Are there legal risks to remote working?

words Al Woods

While remote and hybrid working has been a growing trend for some years now, the Covid-19 pandemic threw things forward at a rapid pace, with the result being that some 70% of UK professionals worked in a remote capacity in those early months of 2020.

remote working law

Along with the multiple other potential issues surrounding remote working, are the associated legal concerns. It’s a relatively new situation that most employers find themselves in, making it even more important to catch up fast, to avoid any potentially negative legal repercussions. 

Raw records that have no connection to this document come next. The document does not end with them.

PR #116, opened 2026-04-21
fix: surface truncation instead of corrupting state when tool_use is cut off

birdayz:
## What

When a streaming tool_use block is cut off mid-args (typically `stop_reason=max_tokens` during parallel tool use), surface the truncation instead of silently corrupting session state.

## Why

Two bugs, one unified wedge:

1. Providers accumulating tool args delta-by-delta (anthropic's `input_json_delta`, bedrock's `toolUse.input`, openaicompat's `tool_calls[].function.arguments`) were emitting the block regardless of whether the stream had actually finished accumulating. Partial JSON like `{"query":` got handed back as `ToolRequest.Arguments`, persisted to session state, and poisoned every subsequent replay with `unexpected end of JSON input`. Confirmed in production.

2. Every provider's `FinishReason` logic said "tool calls take precedence": if any `tool_use` block made it to the response, `FinishReason` got clamped to `ToolCalls` even when the actual stop reason was `max_tokens`. Agent loops never saw the truncation signal, so they kept executing the N-1 completed calls and the model had to guess why the Nth call vanished.

### Drop partial tool_use at stream finalization

Providers susceptible to the accumulation bug — anthropic, bedrock, openaicompat — got a small `finalizeToolArgs` / `finalizeToolRequest` helper. Empty accumulation coerces to `{}` (providers' wire form for no-arg tool calls). Invalid JSON signals a cut-off block and the caller drops it from both the mid-stream `ContentPartEvent` path and the stream-end reconstruction.

Audit of the other providers:

- **openai Responses**: only emits tool calls on `response.output_item.done`, which doesn't fire for partial items. Not susceptible.
- **google/gemini**: `FunctionCall.Args` arrives as a pre-parsed `map[string]any` from the Gemini SDK. Not susceptible.

### Stop lying about FinishReason

Every provider (anthropic, bedrock, google, openai, openaicompat) had the same anti-pattern: `if hasToolCalls { FinishReasonToolCalls } else { mapStopReason(...) }`. Now the mapped stop reason runs first, and the `ToolCalls` upgrade only kicks in when the mapped reason was a plain `Stop`. Truncation (`Length`), content filter, and other non-stop signals propagate through untouched.

The agent loop already handles `FinishReasonLength` correctly — `agent/llmagent/llmagent.go:295` emits a status event and terminates the loop. That code path was just unreachable because the override clobbered the signal.

### What happens after the fix

Parallel tool use hits `max_tokens` on the Nth call:

1. Provider drops the partial Nth block at stream finalization.
2. `FinishReason` comes through as `Length` (because the mapped stop reason is `Length` and we no longer force `ToolCalls`).
3. `mapLLMFinishReason` in the agent loop returns `FinishReasonLength` (terminal).
4. Agent emits a "turn N completed - length limit" status event and stops.
5. Tools are **not** executed. The completed N-1 tool_use blocks live in `Response.Message.Content` for the caller to inspect, but the loop terminates cleanly.
6. Caller decides the policy: retry with higher `max_tokens`, surface to user, whatever.

This is honest. Executing N-1 out of N intended calls and pretending everything is fine is worse than stopping and letting the caller retry.

## References

Martin pointed out bedrock needed the same stream-side fix (earlier PR comment). Johannes pointed out we were still swallowing the signal by clamping `FinishReason` to `ToolCalls`. Both addressed in this single commit.


weeco:
@claude Review this PR and check why the bedrock provider doesn't have a fix for the streaming handling - was that missed?

providers/bedrock/request_mapper.go
```diff
@@ -380,3 +374,22 @@ func (rm *RequestMapper) mapToolChoice(choice *llm.ToolChoice) (types.ToolChoice
...
 	}
 }
+
+// decodeToolArgs converts a persisted ToolRequest.Arguments payload into the
+// JSON object shape Bedrock's tool_use input requires. See the matching
+// helper in providers/anthropic for the full rationale; the short version is
+// that streaming turns cut off mid-tool-call (e.g. stop_reason=max_tokens)
+// persist truncated JSON, and without this fallback replay is permanently
+// wedged on "unexpected end of JSON input".
+func decodeToolArgs(arguments json.RawMessage) map[string]any {
```
weeco: I guess we can move them to a shared helper somewhere since this func is necessary for all providers?

birdayz: Good call. Moved to `llm.ToolRequest.ArgumentsAsObject()` in 0acb2c5c — anthropic, bedrock, and google all call through the shared method now. openaicompat's `finalizeToolRequest` stays local; different semantics (it gates emission rather than decoding for a structured API) and only one caller.

birdayz:
Fixed bedrock in e78a4b3c. Same approach as the anthropic and openaicompat fixes: replaced the coerce-invalid-to-{} behavior of `argsJSON()` with a `finalizeToolArgs() (bytes, ok)` helper that returns `(nil, false)` on truncation, and both emission sites drop the block when finalize rejects. Partial tool_use no longer leaks into the final response.

weeco (approved):

birdayz:
@claude plz review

Situations such as the safety of your remote workers, whether your employees are overseas, and even broader requirements of childcare are all aspects that not only need to be explored, but taken into consideration when setting-up a remote working approach. We explore some of the main areas to be aware of below. 

GDPR compliance

GDPR compliance has been an area of increasing concern over the past five years or so. While most businesses had managed to achieve appliance in the workplace, with close control over the networks and computers used to share sensitive information, remote working adds multiple complications.

If each employee works from their home, then each home must be checked – a massive task in itself. When employees start working in cafes and other remote locations, it can become even more complicated. Often, it’s necessary to seek expert advice to ensure that compliance is achieved going forward.

Health and safety

There is a legal duty for employers to ensure that their employees work in conditions that are health and safety compliant at all times. This extends beyond the workplace and includes home offices.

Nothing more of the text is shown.